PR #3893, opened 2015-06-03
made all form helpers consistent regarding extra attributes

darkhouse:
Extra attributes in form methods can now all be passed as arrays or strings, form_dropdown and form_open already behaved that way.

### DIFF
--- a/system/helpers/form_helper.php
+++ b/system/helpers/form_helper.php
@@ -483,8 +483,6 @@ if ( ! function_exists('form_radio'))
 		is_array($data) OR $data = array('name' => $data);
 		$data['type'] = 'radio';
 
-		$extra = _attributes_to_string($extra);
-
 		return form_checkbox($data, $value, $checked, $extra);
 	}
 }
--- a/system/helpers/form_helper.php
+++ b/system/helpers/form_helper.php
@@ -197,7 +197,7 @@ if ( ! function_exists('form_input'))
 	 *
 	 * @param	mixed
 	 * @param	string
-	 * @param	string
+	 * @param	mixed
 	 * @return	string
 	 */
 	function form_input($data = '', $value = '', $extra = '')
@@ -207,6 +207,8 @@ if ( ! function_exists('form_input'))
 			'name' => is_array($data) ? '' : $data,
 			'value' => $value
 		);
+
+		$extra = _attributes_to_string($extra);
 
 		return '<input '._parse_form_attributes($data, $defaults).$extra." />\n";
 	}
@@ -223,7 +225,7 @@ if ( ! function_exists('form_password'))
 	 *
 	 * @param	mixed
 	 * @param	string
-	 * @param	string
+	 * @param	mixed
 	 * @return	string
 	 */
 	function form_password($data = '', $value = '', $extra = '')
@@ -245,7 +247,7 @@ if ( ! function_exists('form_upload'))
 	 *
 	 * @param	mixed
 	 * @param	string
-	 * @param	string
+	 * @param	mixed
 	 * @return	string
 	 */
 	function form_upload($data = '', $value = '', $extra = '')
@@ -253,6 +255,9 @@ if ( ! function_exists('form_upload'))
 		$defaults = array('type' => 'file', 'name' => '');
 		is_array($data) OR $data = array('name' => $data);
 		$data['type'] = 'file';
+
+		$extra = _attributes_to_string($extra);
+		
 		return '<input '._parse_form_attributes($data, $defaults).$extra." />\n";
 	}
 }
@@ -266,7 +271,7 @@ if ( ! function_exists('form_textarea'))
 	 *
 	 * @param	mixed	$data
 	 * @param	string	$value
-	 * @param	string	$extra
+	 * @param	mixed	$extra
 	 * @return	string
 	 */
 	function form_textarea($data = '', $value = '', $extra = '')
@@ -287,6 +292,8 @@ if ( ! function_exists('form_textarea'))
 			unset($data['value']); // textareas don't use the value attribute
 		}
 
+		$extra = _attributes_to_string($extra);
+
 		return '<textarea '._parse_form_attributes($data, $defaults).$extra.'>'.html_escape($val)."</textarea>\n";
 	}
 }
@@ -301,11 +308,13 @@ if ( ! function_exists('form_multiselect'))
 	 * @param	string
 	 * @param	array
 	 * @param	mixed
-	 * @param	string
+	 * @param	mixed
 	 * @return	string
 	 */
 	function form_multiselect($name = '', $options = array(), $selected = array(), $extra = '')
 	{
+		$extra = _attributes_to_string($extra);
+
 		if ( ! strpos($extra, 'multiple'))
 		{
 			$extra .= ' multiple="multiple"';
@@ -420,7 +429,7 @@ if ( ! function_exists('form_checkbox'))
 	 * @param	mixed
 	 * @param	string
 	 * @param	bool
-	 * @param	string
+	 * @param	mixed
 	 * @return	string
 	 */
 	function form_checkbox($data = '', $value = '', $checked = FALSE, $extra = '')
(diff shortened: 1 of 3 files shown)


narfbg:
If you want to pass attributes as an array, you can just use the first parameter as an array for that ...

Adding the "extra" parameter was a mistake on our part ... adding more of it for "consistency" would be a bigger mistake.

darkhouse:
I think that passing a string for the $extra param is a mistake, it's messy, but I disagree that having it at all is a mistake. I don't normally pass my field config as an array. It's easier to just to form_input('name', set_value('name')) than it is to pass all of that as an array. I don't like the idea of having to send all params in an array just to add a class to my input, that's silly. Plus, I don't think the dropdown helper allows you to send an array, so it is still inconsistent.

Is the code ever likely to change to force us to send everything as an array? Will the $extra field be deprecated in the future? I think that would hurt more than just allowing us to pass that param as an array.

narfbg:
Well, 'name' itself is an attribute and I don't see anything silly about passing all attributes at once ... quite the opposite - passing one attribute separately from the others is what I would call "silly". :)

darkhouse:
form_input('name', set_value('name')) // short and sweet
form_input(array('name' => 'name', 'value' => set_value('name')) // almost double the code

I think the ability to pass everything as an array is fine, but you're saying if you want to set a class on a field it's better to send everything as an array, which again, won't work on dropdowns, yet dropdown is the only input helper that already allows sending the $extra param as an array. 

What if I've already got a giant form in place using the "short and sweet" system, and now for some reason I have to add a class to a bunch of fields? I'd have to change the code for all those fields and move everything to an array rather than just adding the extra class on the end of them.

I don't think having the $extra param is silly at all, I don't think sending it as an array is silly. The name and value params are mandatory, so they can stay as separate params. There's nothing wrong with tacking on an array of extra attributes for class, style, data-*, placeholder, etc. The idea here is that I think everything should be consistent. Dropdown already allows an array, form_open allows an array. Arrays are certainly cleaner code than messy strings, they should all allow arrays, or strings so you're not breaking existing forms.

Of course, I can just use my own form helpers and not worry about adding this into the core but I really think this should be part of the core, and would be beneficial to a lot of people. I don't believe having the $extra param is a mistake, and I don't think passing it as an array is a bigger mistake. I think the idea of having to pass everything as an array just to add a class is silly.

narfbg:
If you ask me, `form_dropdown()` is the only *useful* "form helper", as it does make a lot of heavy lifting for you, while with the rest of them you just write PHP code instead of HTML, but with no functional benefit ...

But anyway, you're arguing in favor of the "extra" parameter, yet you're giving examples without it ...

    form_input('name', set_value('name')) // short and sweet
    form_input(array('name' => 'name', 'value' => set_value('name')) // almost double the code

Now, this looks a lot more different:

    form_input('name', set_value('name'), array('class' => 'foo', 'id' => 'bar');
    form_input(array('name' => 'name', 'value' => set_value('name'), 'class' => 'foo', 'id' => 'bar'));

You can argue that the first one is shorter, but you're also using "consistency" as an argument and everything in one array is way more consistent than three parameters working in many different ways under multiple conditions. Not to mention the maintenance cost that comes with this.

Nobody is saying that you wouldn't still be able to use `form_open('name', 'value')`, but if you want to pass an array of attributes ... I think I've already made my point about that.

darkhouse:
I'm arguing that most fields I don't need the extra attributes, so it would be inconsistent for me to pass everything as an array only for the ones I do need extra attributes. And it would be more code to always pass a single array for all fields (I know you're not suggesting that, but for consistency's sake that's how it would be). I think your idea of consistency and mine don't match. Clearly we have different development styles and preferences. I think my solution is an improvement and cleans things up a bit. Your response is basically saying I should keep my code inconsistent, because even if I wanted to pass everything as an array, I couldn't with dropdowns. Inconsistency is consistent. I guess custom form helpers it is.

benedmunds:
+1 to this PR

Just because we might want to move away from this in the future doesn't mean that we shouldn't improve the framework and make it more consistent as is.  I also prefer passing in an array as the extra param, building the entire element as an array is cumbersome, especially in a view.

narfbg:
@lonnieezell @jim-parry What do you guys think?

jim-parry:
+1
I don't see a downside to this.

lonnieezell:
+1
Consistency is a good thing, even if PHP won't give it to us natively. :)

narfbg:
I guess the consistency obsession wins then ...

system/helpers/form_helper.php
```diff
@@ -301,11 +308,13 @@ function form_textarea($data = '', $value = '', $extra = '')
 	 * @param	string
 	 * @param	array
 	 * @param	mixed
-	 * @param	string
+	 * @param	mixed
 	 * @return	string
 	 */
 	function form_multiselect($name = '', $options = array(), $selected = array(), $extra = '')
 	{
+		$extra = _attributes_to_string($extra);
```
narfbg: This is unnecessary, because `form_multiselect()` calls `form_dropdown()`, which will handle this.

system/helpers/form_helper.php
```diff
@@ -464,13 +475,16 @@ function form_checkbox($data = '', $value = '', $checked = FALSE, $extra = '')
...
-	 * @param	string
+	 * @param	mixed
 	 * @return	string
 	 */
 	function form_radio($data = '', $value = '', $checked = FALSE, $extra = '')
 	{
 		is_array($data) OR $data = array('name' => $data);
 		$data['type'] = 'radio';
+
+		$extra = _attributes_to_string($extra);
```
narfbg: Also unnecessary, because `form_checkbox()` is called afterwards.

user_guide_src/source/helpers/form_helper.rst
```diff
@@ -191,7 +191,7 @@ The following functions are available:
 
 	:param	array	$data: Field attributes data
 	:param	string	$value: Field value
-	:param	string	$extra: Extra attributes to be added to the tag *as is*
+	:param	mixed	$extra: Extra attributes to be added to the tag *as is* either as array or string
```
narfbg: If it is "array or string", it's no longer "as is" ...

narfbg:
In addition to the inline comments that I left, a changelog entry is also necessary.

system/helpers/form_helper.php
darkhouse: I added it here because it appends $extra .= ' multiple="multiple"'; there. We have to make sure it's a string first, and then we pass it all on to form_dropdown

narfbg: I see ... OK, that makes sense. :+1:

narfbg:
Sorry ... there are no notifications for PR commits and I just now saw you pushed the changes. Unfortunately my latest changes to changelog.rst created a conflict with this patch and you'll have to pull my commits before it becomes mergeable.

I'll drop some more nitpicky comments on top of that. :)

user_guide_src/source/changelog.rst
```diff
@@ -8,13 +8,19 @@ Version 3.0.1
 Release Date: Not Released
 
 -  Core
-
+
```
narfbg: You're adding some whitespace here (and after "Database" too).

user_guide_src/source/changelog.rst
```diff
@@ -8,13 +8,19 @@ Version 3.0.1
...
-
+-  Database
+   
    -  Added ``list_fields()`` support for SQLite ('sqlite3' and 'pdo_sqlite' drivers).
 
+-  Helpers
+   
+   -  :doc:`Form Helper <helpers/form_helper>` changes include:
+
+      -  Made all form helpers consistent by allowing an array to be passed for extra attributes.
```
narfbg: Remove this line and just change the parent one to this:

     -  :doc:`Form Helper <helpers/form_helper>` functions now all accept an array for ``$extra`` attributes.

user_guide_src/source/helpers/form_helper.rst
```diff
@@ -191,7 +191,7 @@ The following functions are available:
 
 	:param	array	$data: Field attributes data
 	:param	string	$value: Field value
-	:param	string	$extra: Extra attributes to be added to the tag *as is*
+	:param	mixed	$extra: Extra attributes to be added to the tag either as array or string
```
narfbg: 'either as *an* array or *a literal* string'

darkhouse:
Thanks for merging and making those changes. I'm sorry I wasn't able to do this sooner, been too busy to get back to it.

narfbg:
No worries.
=-=-=-=-=
## WORK INSTRUCTION
From the line with "narfbg: 'either as" to the final line of the data above, please reproduce every line exactly and add nothing.

## TASK ANSWER
narfbg: 'either as *an* array or *a literal* string'

darkhouse:
Thanks for merging and making those changes. I'm sorry I wasn't able to do this sooner, been too busy to get back to it.

narfbg:
No worries.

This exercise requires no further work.